··· Data provided ···

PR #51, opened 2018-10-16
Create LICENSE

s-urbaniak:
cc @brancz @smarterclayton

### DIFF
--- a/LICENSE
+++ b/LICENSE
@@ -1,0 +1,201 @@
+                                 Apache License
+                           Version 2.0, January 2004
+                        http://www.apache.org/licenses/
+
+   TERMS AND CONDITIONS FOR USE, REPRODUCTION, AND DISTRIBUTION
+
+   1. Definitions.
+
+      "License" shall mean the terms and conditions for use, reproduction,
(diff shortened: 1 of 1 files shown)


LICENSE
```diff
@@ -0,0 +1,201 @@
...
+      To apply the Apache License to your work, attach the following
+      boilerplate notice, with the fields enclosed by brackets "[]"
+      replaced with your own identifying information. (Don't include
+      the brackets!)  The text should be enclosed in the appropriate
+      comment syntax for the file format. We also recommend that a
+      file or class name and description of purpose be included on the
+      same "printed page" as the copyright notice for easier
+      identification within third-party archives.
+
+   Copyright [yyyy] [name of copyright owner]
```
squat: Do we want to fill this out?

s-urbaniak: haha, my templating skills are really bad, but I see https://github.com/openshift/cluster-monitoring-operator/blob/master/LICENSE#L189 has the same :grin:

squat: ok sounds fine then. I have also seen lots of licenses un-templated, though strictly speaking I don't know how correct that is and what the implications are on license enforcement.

···

● To do: Transcribe every record exactly.

● Your solution:
PR #51, opened 2018-10-16
Create LICENSE

s-urbaniak:
cc @brancz @smarterclayton

### DIFF
--- a/LICENSE
+++ b/LICENSE
@@ -1,0 +1,201 @@
+                                 Apache License
+                           Version 2.0, January 2004
+                        http://www.apache.org/licenses/
+
+   TERMS AND CONDITIONS FOR USE, REPRODUCTION, AND DISTRIBUTION
+
+   1. Definitions.
+
+      "License" shall mean the terms and conditions for use, reproduction,
(diff shortened: 1 of 1 files shown)


LICENSE
```diff
@@ -0,0 +1,201 @@
...
+      To apply the Apache License to your work, attach the following
+      boilerplate notice, with the fields enclosed by brackets "[]"
+      replaced with your own identifying information. (Don't include
+      the brackets!)  The text should be enclosed in the appropriate
+      comment syntax for the file format. We also recommend that a
+      file or class name and description of purpose be included on the
+      same "printed page" as the copyright notice for easier
+      identification within third-party archives.
+
+   Copyright [yyyy] [name of copyright owner]
```
squat: Do we want to fill this out?

s-urbaniak: haha, my templating skills are really bad, but I see https://github.com/openshift/cluster-monitoring-operator/blob/master/LICENSE#L189 has the same :grin:

squat: ok sounds fine then. I have also seen lots of licenses un-templated, though strictly speaking I don't know how correct that is and what the implications are on license enforcement.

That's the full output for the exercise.